> [Goal of the exercise]:
Which lines of the data below hold "interfaces"? Copy each of them.

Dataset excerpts

++++

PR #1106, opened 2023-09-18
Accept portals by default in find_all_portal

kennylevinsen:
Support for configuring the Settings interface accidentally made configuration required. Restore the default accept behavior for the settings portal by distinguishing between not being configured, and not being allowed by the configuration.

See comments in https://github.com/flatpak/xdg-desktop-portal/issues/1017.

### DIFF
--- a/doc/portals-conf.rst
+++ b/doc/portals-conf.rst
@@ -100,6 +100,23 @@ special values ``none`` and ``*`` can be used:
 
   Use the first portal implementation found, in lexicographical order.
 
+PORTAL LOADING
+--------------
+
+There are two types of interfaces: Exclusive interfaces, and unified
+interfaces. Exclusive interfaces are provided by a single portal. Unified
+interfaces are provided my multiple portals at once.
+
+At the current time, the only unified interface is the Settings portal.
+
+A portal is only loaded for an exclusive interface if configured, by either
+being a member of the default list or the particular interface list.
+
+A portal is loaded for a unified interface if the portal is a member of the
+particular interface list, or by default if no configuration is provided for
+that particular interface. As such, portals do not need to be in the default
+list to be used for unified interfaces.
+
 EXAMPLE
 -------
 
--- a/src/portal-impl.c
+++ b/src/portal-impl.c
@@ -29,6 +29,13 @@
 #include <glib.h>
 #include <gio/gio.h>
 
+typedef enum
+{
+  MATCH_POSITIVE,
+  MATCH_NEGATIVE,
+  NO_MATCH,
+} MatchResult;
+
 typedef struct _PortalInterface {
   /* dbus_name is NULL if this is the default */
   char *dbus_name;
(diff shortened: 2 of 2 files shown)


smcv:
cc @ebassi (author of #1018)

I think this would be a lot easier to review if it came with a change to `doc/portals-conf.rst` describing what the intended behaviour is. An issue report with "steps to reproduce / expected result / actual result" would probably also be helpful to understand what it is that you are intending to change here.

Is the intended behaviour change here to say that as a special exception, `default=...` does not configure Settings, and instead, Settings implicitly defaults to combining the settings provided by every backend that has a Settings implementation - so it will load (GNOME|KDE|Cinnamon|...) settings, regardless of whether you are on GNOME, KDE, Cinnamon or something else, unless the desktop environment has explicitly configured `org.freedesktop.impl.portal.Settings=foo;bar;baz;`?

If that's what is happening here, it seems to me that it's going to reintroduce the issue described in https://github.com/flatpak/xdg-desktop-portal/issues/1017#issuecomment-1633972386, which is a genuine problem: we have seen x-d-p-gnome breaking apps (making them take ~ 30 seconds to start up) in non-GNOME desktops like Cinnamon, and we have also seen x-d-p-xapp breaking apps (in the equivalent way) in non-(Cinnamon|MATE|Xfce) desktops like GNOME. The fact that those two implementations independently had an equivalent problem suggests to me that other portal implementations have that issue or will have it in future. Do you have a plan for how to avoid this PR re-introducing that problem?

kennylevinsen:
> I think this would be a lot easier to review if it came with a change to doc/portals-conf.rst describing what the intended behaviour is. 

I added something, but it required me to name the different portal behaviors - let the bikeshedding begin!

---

++++

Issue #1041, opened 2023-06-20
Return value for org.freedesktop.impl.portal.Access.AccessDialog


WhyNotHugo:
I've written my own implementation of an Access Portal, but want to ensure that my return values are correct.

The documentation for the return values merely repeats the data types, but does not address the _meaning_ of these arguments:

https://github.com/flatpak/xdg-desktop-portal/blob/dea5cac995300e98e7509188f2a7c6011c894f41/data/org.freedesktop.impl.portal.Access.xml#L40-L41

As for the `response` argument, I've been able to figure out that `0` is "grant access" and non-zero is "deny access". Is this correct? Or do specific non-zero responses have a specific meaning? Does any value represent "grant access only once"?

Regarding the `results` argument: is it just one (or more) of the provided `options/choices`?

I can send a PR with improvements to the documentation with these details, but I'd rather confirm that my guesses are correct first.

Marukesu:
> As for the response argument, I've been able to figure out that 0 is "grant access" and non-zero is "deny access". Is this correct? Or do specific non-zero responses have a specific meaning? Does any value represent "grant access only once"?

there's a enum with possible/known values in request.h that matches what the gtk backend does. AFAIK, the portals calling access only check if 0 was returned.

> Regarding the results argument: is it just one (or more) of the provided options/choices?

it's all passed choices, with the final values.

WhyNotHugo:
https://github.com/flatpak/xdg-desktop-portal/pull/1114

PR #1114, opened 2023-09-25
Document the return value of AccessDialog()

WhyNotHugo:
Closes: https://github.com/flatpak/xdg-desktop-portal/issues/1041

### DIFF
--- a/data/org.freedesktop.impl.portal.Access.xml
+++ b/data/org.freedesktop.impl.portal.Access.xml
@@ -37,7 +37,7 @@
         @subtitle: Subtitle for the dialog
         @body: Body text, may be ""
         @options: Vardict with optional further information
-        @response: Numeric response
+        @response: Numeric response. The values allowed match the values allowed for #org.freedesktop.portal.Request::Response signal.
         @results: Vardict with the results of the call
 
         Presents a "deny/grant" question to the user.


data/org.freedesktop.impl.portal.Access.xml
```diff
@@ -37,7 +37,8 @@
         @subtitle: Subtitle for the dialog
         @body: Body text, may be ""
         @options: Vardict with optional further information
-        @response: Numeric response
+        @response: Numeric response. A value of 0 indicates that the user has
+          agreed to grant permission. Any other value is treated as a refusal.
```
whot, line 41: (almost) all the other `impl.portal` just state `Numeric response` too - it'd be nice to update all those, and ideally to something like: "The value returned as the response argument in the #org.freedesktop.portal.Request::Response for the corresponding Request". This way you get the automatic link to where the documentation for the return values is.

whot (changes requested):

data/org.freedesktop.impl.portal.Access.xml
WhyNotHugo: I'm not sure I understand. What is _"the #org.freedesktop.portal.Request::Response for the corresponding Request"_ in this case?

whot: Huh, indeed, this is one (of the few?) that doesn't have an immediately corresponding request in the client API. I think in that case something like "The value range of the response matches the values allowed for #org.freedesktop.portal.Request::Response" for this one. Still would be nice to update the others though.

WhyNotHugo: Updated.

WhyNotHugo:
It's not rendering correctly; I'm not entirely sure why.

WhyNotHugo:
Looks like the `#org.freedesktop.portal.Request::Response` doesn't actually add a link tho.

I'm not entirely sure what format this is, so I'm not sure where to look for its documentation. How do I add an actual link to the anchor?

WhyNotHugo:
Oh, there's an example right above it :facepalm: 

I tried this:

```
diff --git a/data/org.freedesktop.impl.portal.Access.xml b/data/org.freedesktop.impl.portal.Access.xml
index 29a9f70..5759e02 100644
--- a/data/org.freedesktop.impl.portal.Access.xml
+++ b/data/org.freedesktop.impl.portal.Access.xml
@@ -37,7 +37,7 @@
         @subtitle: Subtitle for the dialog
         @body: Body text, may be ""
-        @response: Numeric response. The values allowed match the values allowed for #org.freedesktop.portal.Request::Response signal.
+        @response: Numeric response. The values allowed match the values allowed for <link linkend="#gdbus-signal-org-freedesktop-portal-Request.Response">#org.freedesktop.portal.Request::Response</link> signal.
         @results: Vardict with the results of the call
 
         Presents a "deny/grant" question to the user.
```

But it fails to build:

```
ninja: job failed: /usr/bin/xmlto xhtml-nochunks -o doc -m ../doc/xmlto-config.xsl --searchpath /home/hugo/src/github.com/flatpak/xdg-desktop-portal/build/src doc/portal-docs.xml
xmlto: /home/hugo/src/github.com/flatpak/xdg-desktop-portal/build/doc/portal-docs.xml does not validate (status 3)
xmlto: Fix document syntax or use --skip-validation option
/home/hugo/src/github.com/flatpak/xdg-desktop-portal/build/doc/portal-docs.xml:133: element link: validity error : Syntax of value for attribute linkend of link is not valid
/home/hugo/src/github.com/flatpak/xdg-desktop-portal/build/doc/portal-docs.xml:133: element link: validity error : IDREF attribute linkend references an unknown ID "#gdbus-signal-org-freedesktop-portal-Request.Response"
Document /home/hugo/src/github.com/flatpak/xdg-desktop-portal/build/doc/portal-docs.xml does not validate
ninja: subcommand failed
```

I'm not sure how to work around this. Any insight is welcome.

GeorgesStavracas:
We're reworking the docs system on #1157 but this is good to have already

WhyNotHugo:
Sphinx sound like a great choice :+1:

++++

> [Output of the task]:
+There are two types of interfaces: Exclusive interfaces, and unified
+interfaces. Exclusive interfaces are provided by a single portal. Unified
+interfaces are provided my multiple portals at once.
+list to be used for unified interfaces.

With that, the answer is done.